(TRY IT) An exact copy of each record is required.

(EXTRACTED ENTRIES)
________________________________________

PR #1342, opened 2022-02-11
Release for vault-1.10

vinay-gopalan:
Release notes for changelog:

```
`resource/database_secret_backend_connection`: Add `disable_escaping` parameter support to Redshift, HanaDB, Postgres and MSSQL
`resource/transit_secret_backend_key`: Add `auto_rotate_interval` parameter support to Transit Key Backend
```


benashz:
Since this is a staging release branch it should not be squashed before merging.

vault/resource_consul_secret_backend_role.go
```diff
@@ -98,27 +106,33 @@ func consulSecretBackendRoleWrite(d *schema.ResourceData, meta interface{}) erro
 	path := consulSecretBackendRolePath(backend, name)
 
 	policies := d.Get("policies").([]interface{})
+	roles := d.Get("consul_roles").(*schema.Set).List()
 
-	payload := map[string]interface{}{
-		"policies": policies,
+	if len(policies) == 0 && len(roles) == 0 {
+		return fmt.Errorf("policies or consul_roles must be set")
```
dekimsey, line 126: I think this test is only valid if if the token_type != 'management'. Based on the vault docs for [creating roles](https://www.vaultproject.io/api/secret/consul#create-update-role) and the corresponding validation code in [vault](https://github.com/hashicorp/vault/blob/main/builtin/logical/consul/path_roles.go#L161) itself.

benashz: Thanks @dekimsey , we'll take a look!

dekimsey: Okay, so mixed bag on this on as I'm testing this right now by hand to verify things. 

If you try to use a role that uses a `token_type= 'management'` on Consul 1.11, it errors because of the ACL changes.
```
$ vault write consul/roles/demo-admin token_type=management
$ vault read -field=token consul/creds/demo-admin
...
 * Unexpected response code: 410 (Endpoint /v1/acl/create for the legacy ACL system was removed in Consul 1.11.)
```

The correct process is to set a policy that gives the token root (the built-in global-management for instance)
```
$ vault write consul/roles/demo-admin token_type=client policies=global-management
$ vault read -field=token consul/creds/demo-admin
deadbeef-uuid
```


So while the provider test should align with how Vault is testing this. It wasn't immediately obvious to me how to use the API here. I'm not sure if that's worth a documentation blurb (perhaps an example?) on the TF side or not.

benashz (approved):
👍

PR #1366, opened 2022-03-02
Add support for Consul roles

benashz:
Update the `consul_secret_backend_role` resource to support Consul roles.

```
$ make testacc TESTARGS='-v -test.run TestConsul'
TF_ACC=1 go test -v -v -test.run TestConsul -timeout 30m ./...
=== RUN   TestConsulSecretBackendRole
--- PASS: TestConsulSecretBackendRole (3.37s)
=== RUN   TestConsulSecretBackendRoleNameFromPath
--- PASS: TestConsulSecretBackendRoleNameFromPath (0.00s)
=== RUN   TestConsulSecretBackendRoleBackendFromPath
--- PASS: TestConsulSecretBackendRoleBackendFromPath (0.00s)
=== RUN   TestConsulSecretBackend
--- PASS: TestConsulSecretBackend (6.77s)
PASS
ok      github.com/hashicorp/terraform-provider-vault/vault     13.025s
```

### DIFF
--- a/vault/resource_consul_secret_backend_role.go
+++ b/vault/resource_consul_secret_backend_role.go
@@ -47,6 +47,14 @@ func consulSecretBackendRoleResource() *schema.Resource {
 					Type: schema.TypeString,
 				},
 			},
+			"roles": {
+				Type:        schema.TypeSet,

________________________________________

(FINAL ANSWER)
PR #1342, opened 2022-02-11
Release for vault-1.10

vinay-gopalan:
Release notes for changelog:

```
`resource/database_secret_backend_connection`: Add `disable_escaping` parameter support to Redshift, HanaDB, Postgres and MSSQL
`resource/transit_secret_backend_key`: Add `auto_rotate_interval` parameter support to Transit Key Backend
```


benashz:
Since this is a staging release branch it should not be squashed before merging.

vault/resource_consul_secret_backend_role.go
```diff
@@ -98,27 +106,33 @@ func consulSecretBackendRoleWrite(d *schema.ResourceData, meta interface{}) erro
 	path := consulSecretBackendRolePath(backend, name)
 
 	policies := d.Get("policies").([]interface{})
+	roles := d.Get("consul_roles").(*schema.Set).List()
 
-	payload := map[string]interface{}{
-		"policies": policies,
+	if len(policies) == 0 && len(roles) == 0 {
+		return fmt.Errorf("policies or consul_roles must be set")
```
dekimsey, line 126: I think this test is only valid if if the token_type != 'management'. Based on the vault docs for [creating roles](https://www.vaultproject.io/api/secret/consul#create-update-role) and the corresponding validation code in [vault](https://github.com/hashicorp/vault/blob/main/builtin/logical/consul/path_roles.go#L161) itself.

benashz: Thanks @dekimsey , we'll take a look!

dekimsey: Okay, so mixed bag on this on as I'm testing this right now by hand to verify things. 

If you try to use a role that uses a `token_type= 'management'` on Consul 1.11, it errors because of the ACL changes.
```
$ vault write consul/roles/demo-admin token_type=management
$ vault read -field=token consul/creds/demo-admin
...
 * Unexpected response code: 410 (Endpoint /v1/acl/create for the legacy ACL system was removed in Consul 1.11.)
```

The correct process is to set a policy that gives the token root (the built-in global-management for instance)
```
$ vault write consul/roles/demo-admin token_type=client policies=global-management
$ vault read -field=token consul/creds/demo-admin
deadbeef-uuid
```


So while the provider test should align with how Vault is testing this. It wasn't immediately obvious to me how to use the API here. I'm not sure if that's worth a documentation blurb (perhaps an example?) on the TF side or not.

benashz (approved):
👍

PR #1366, opened 2022-03-02
Add support for Consul roles

benashz:
Update the `consul_secret_backend_role` resource to support Consul roles.

```
$ make testacc TESTARGS='-v -test.run TestConsul'
TF_ACC=1 go test -v -v -test.run TestConsul -timeout 30m ./...
=== RUN   TestConsulSecretBackendRole
--- PASS: TestConsulSecretBackendRole (3.37s)
=== RUN   TestConsulSecretBackendRoleNameFromPath
--- PASS: TestConsulSecretBackendRoleNameFromPath (0.00s)
=== RUN   TestConsulSecretBackendRoleBackendFromPath
--- PASS: TestConsulSecretBackendRoleBackendFromPath (0.00s)
=== RUN   TestConsulSecretBackend
--- PASS: TestConsulSecretBackend (6.77s)
PASS
ok      github.com/hashicorp/terraform-provider-vault/vault     13.025s
```

### DIFF
--- a/vault/resource_consul_secret_backend_role.go
+++ b/vault/resource_consul_secret_backend_role.go
@@ -47,6 +47,14 @@ func consulSecretBackendRoleResource() *schema.Resource {
 					Type: schema.TypeString,
 				},
 			},
+			"roles": {
+				Type:        schema.TypeSet,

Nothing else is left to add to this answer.